Plaintiff timely pursued and exhausted his administrative remedies available before the
Commissioner. Accordingly, this case is now ripe for judicial review under 205(g) of
the Social Security Act (the Act), 42 U.S.C. § 405(g).
STANDARD OF REVIEW
The sole function of this court is to determine whether the decision of the
Commissioner is supported by substantial evidence and whether proper legal standards
were applied. Bloodsworth v. Heckler, 703 F.2d 1233, 1239 (11th Cir. 1983). To that
end this court “must scrutinize the record as a whole to determine if the decision reached
is reasonable and supported by substantial evidence.” Bloodsworth, at 1239 (citations
omitted). Substantial evidence is “such relevant evidence as a reasonable person would
accept as adequate to support a conclusion.” Bloodsworth, at 1239.

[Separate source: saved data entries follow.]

PR #582, opened 2021-01-29
Change fan step mode to support new HA fan entity

crazyfx1:
## Description

HA now provides only the percentage for fans. To support step fans, the percentage has to be converted to steps.

## Type of change

## Checklist:


xknx/devices/fan.py
```diff
@@ -47,13 +49,15 @@ def __init__(
         group_address_speed_state: Optional["GroupAddressableType"] = None,
         device_updated_cb: Optional[DeviceCallbackType] = None,
         mode: FanSpeedMode = DEFAULT_MODE,
+        max_step: int = 255,
```
farmio, line 52: should we default this to `None` and imply FanSpeedMode.Step if it is set? 
This way the Device could be configured by eg. xknx.yaml from strings/ints only (the Enum wouldn't have to be resolved).

xknx/devices/fan.py
```diff
@@ -101,6 +106,9 @@ def __str__(self) -> str:
 
     async def set_speed(self, speed: int) -> None:
         """Set the fan to a desginated speed."""
+
+        if self.mode == FanSpeedMode.Step and speed > 0:
+            speed = math.ceil(percentage_to_ranged_value(self._step_range, speed))
```
farmio, line 111: I'd put math.ceil into percentage_to_ranged_value() so we woudn't have to think about it here (and in any other places it could be used)

farmio (commented):
`xknx/core/percentage.py` I'd put this it in `xknx/helpers/...` if we really have to copy this from HA.
Is there a reason we not simply have a property `Fan.speed_steps` and do this in the integration?

xknx/devices/fan.py
crazyfx1: Done

xknx/devices/fan.py
crazyfx1: I would rather either keep the whole HA implementation unchanged or none of it. It's already tested, documented and we can drop in the whole file if there are any changes.  I know the logic is quite basic but it works ;)

PR #595, opened 2021-02-05
New option for climate device to expose temperture sensors

spacegaier:
## Description

Add support for exposing the current and target temperature as sensors from a climate device.

In regards to the sensor naming: The weather device uses underscores to add the suffix, but in HA that looks bad, so I instead went with spaces. Ideally we would use one approach consistently in the library.

Fixes # (issue)

## Type of change

## Checklist:

- [X] The Homeassistant plugin has been adjusted in case of new config options

### DIFF
--- a/changelog.md
+++ b/changelog.md
@@ -5,12 +5,13 @@
 ### Devices
 
 - Fan: Add `max_step` attribute which defines the maximum amount of steps. If set, the fan is controlled by steps instead of percentage.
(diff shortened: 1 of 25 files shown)


farmio (approved):
LGTM.
Only thing to consider is renaming "expose_temperature_sensors" to eg. "create_temperature_sensors".

farmio (approved):

PR #596, opened 2021-02-06
DPT update

KNXBroker:
This PR updates DPT definition as follows:
- Resolution of DPT9 had been changed from 1 to 0.01 according to the KNX specification. This should not break anything, as the parameter is not used for the time being.
- Some additional `HA_device_class`es had been added: `power_factor` for DPT14 and `energy` for DPT13.

## Type of change

## Checklist:


farmio (commented):
Thank you for this update!
I agree with correcting the `resolution` in `DPT2ByteFloat` although it isn't even used in the code. But adding it to every subclass is a bit overkill imho - its inherited anyway.

KNXBroker:
Your are fully right, it's corrected.

farmio (approved):
👍🙏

STATUTORY AND REGULATORY FRAMEWORK
In order to qualify for disability benefits and to establish his entitlement for
a period of disability, a claimant must be disabled. The Act defines disabled as the
“inability to engage in any substantial gainful activity by reason of any medically
determinable physical or mental impairment which can be expected to result in death or
which has lasted or can be expected to last for a continuous period of not less than
twelve months . . . .” 42 U.S.C. § 423(d)(1)(A); 42 U.S.C. § 416(i). For the purposes of
establishing entitlement to disability benefits, “physical or mental impairment” is defined
as “an impairment that results from anatomical, physiological, or psychological
abnormalities which are demonstrable by medically acceptable clinical and laboratory
diagnostic techniques.” 42 U.S.C. § 423(d)(3).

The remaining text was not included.